The four membrane filtration types differ primarily in pore size and contaminant removal capability. Microfiltration (MF) removes particles down to 0.1 microns, ultrafiltration (UF) filters down to 0.01 microns to capture viruses, nanofiltration (NF) removes divalent ions and organics at 0.001 microns, and reverse osmosis (RO) rejects nearly all dissolved solids below 0.001 microns. Each type operates at different pressures, costs, and energy requirements.
If you work in water treatment, understanding these four technologies isn't optional. They show up in system design conversations, capital planning meetings, regulatory compliance discussions, and on certification exams. And the decision of which membrane to deploy (or which combination) affects everything from your operating budget to your pathogen removal credits.
I wrote this comparison because I wanted a single reference I could come back to when evaluating membrane options for different treatment scenarios. Most of what's out there is either too basic or too focused on selling a specific product. This is meant to be the honest, practical guide I wish I'd had earlier in my career.

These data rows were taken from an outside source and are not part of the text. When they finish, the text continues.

PR #14008, opened 2022-11-27
server: Move api call processing into `WSChiaConnection`

xdustinface:
We currently have one queue `ChiaServer.incoming_queue` which gets passed to each new connection and all connections just push their messages into this queue as they come in. Whenever messages are put into the queue they are read by `ChiaServer.imcoming_task` and transformed into async tasks to complete the related api method with now limit like how many tasks will be created at the time. From my understanding this may lead to unfair prioritising for connections sending more/faster messages because its not really possible to limit concurrent tasks per connection in a reasonable way?

With this PR the api call processing gets moved into the `WSChiaConnection` class where each connection gets its own queue so that we can better coordinate tasks from all connections and get some limiting of active task per connection but this can/should be done in a separate PR.

### DIFF
--- a/chia/server/ws_connection.py
+++ b/chia/server/ws_connection.py
@@ -6,7 +6,8 @@ import logging
 import time
 import traceback
 from dataclasses import dataclass, field
-from typing import Any, Dict, List, Optional, Tuple, Union
+from secrets import token_bytes
+from typing import Any, Awaitable, Callable, Dict, List, Optional, Set, Tuple, Union
 
 from aiohttp import ClientSession, WSCloseCode, WSMessage, WSMsgType
 from aiohttp.client import ClientWebSocketResponse
@@ -15,8 +16,8 @@ from typing_extensions import Protocol, final
 
 from chia.cmds.init_funcs import chia_full_version_str
 from chia.protocols.protocol_message_types import ProtocolMessageTypes
-from chia.protocols.protocol_state_machine import message_response_ok
-from chia.protocols.protocol_timing import INTERNAL_PROTOCOL_ERROR_BAN_SECONDS
+from chia.protocols.protocol_state_machine import message_requires_reply, message_response_ok
+from chia.protocols.protocol_timing import API_EXCEPTION_BAN_SECONDS, INTERNAL_PROTOCOL_ERROR_BAN_SECONDS
 from chia.protocols.shared_protocol import Capability, Handshake
 from chia.server.outbound_message import Message, NodeType, make_msg
 from chia.server.rate_limits import RateLimiter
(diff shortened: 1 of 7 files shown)


chia/server/ws_connection.py
```diff
@@ -74,8 +77,11 @@ class WSChiaConnection:
     is_outbound: bool
 
     # Messaging
-    incoming_queue: asyncio.Queue[Tuple[Message, WSChiaConnection]]
+    received_message_callback: Optional[ConnectionCallback]
+    incoming_queue: asyncio.Queue[Message] = field(default_factory=asyncio.Queue)
     outgoing_queue: asyncio.Queue[Message] = field(default_factory=asyncio.Queue)
+    api_tasks: Dict[bytes32, asyncio.Task[None]] = field(default_factory=dict)
```
arvidn, line 83: I think some comments here may be warranted. what's the distinction between an "api_task" and an "execute_task"?

chia/server/ws_connection.py
```diff
@@ -310,6 +329,89 @@ async def outbound_handler(self) -> None:
                 self.log.error(f"Exception: {e} with {self.peer_host}")
                 self.log.error(f"Exception Stack: {error_stack}")
 
+    async def _api_call(self, full_message: Message, task_id: bytes32) -> None:
```
arvidn, line 332: was this code moved verbatim?

chia/server/ws_connection.py
```diff
@@ -310,6 +329,89 @@ async def outbound_handler(self) -> None:
...
+            # TODO: actually throw one of the errors from errors.py and pass this to close
+            await self.close(API_EXCEPTION_BAN_SECONDS, WSCloseCode.PROTOCOL_ERROR, Err.UNKNOWN)
+        finally:
+            if task_id in self.api_tasks:
+                self.api_tasks.pop(task_id)
+            if task_id in self.execute_tasks:
+                self.execute_tasks.remove(task_id)
+
+    async def incoming_message_handler(self) -> None:
+        while True:
```
arvidn, line 409: so, with this patch there is no limit to the number of tasks we create. Is that the case currently also, prior to this task? (if not, this would be a regression)

arvidn (commented):
I agree with the general plan to move the queues into the peer connections, and also to make these changes incrementally to make it easier to review.

chia/server/ws_connection.py
xdustinface: There was no limit before. Tasks were just created out of the queue like they appeared.

arvidn (approved):

chia/server/ws_connection.py
wallentx: Resolving, as this appears to have been since approved.

chia/server/ws_connection.py
wallentx: Resolving, as this PR has since been approved.

chia/server/ws_connection.py
wallentx: Resolving, as this PR has since been approved, and comments have been added.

MF vs UF vs NF vs RO: The Complete Comparison Table
Before we dig into each type individually, here's the side-by-side comparison. This is the table you'll want to bookmark.
| Characteristic | MF | UF | NF | RO |
|---|---|---|---|---|
| Pore size | 0.1-0.45 µm | 0.01-0.1 µm | 0.001-0.01 µm | < 0.001 µm |
| Operating pressure | 1-30 psi | 10-50 psi | 50-150 psi | 150-600 psi |
| Removes bacteria | Yes | Yes | Yes | Yes |
| Removes viruses | No | Yes | Yes | Yes |
| Removes dissolved salts | No | No | Partial (divalent) | Yes (95-99%) |
| Removes PFAS | No | No | Yes (~99%) | Yes (~99%) |
| Recovery rate | 90-98% | 90-98% | 80-90% | 70-90% |
| Energy (kWh/m³) | 0.1-0.4 | 0.2-0.5 | 0.5-2 | 2-6 |
| Membrane lifespan | 5-10 years | 5-10 years | 3-7 years | 3-7 years |
| Capital cost | Lower | Lower-Mod | Mod-High | High |
| Typical application | Pre-treatment, turbidity | Pathogen removal, RO pre-treat | Hardness, organics | Desal, ultrapure |
The pattern is straightforward: as pore size gets smaller, you remove more, but you also pay more in pressure, energy, and capital cost. The art of membrane system design is matching the right technology to what you actually need to remove, without over-engineering (and over-spending).
When Should You Use Microfiltration?
Microfiltration is the coarsest membrane process, with pore sizes between 0.1 and 0.45 microns. It removes suspended solids, algae, protozoa like Cryptosporidium and Giardia, and bacteria, while allowing dissolved substances, viruses, and smaller particles to pass through.
MF is the workhorse for pre-treatment. If you're running an RO or NF system downstream, MF upstream protects those finer membranes from particulate fouling and extends their lifespan considerably. In seawater desalination plants, you'll almost always see MF or UF installed ahead of the RO stage for exactly this reason.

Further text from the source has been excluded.